The State Bank of Vietnam (SBV) is not expected to abolish the annual credit growth quota mechanism due to concerns that the system may return to the interest rate competition, lending, and high non-performing loans seen before 2011.

Changing interest rates at a BIDV branch in Hanoi. Photo: Pham Hung/The Hanoi Times

In its report to the National Assembly, the SBV stated that starting in 2024, the credit "leeway" has been removed for branches of foreign banks. For other credit institutions, the SBV will gradually review and waive these limits, though some challenges remain.

The credit quota refers to the lending growth limits allocated to each bank by the SBV. These limits are calculated based on various inputs, including outstanding credit balances, ranking scores, and the sales of credit balances.

According to the SBV, the biggest challenge is that Vietnam's economy is heavily dependent on bank capital, a situation that has not changed. The pressure to balance capital to the economy continues to weigh on the banking system, posing risks of maturity mismatches and liquidity issues.

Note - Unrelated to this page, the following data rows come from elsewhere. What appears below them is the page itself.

PR #658, opened 2026-05-05
polkitbackend: fix synthetic-caller leak and NULL unref in push_subject

Rackme:
## Summary

Two small memory-management fixes for `polkitd`, uncovered while auditing the per-`CheckAuthorization` hot path. Combined diff: 7 insertions, 2 deletions across 2 files. Both bugs are pre-existing — not regressions from the recent leak fixes (#640 / #653 / #654 / #571 / #576 / #563).

1. **`polkit_backend_interactive_authority_check_authorization()`** leaks one `PolkitSystemBusName` per self-invocation (calls where `caller == NULL`). The "called from ourselves" branch allocates a fresh caller via `polkit_system_bus_name_new()` and never unrefs it.
2. **`push_subject()`** calls `g_object_unref(NULL)` when `polkit_system_bus_name_get_process_sync()` fails (bus name vanishes mid-query), producing a `GLib-GObject-CRITICAL` warning in the journal. Not a leak per se, but matches the cleanup style of the recently-merged GError fixes.

### Patch 1 — `polkitbackend: don't leak the synthetic caller used for self-invocations`

When `polkit_backend_interactive_authority_check_authorization()` is invoked with `caller == NULL` (the "called from ourselves" hack near the top of the function), it allocates a fresh `PolkitSystemBusName` via `polkit_system_bus_name_new()` and stores it in the local `caller` parameter. The function's `out:` cleanup never unrefs it, because in the normal D-Bus path `caller` is owned by the function's caller.

The fix tracks the synthesised caller separately as `local_caller` and unrefs it at `out:`; the normal caller-parameter-borrowed flow is unchanged.

**Verification:** under an ASAN build, exercise the `caller == NULL` branch by calling `polkit_backend_authority_check_authorization()` with `caller=NULL`. Without the patch, ASAN reports a leak rooted at `polkit_system_bus_name_new`. With the patch, clean. The branch isn't exercised by the in-tree code paths, so external triggering is hard — ASAN + a synthetic test is the most reliable verification.

### Patch 2 — `polkitbackend: avoid g_object_unref(NULL) in push_subject error path`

"Given the unique economic conditions of Vietnam, if banks increase credit growth without control measures, the system could return to the hot credit growth period seen before 2011," the SBV report stated.

The SBV is also concerned that this could lead to an increase in non-performing loans, threaten the safety of the banking system, and pose a risk of macroeconomic instability and inflation.

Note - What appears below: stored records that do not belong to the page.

PR #663, opened 2026-05-30
agent helper: Allow access to tpm in agent helper sandbox

RazeLighter777:
## Summary
One line change to polkit-agent-helper service unit to allow access to tpm devices an explicit DeviceAllow entry.

This allows access for pam modules that make use of the tpm to be utilized with polkit.

Allowing access to the tpm (trusted platform module) is useful for authorization and authentication tasks, such as gating polkit authorization on a tpm backed credential or system PCR registers.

Therefore, maintaining the credit limit tool is deemed necessary by the SBV. "Removing this measure needs to be done cautiously, with a clear roadmap, and gradually in accordance with market conditions," the SBV said.

 However, during a recent discussion session at the National Assembly, Ha Sy Dong, Vice Chairman of Quang Tri Province, suggested that in the long term, the SBV should use interest rate tools to manage credit rather than growth limits.

The SBV also noted that if the credit growth allocation mechanism is abolished, control will be implemented through capital adequacy and operational indicators. To achieve this, the SBV has instructed credit institutions to restructure and handle bad debts and improve governance standards.

Before 2011, the credit-to-GDP ratio increased rapidly, leading to a race in deposit and lending interest rates and a surge in bad debts. Many banks faced liquidity risks, leading to macroeconomic instability.

This year, the SBV already allocated the credit limit to banks at the beginning of the year with a growth target of 15%. This approach differs from previous years when allocations were made in several stages based on banks' applications.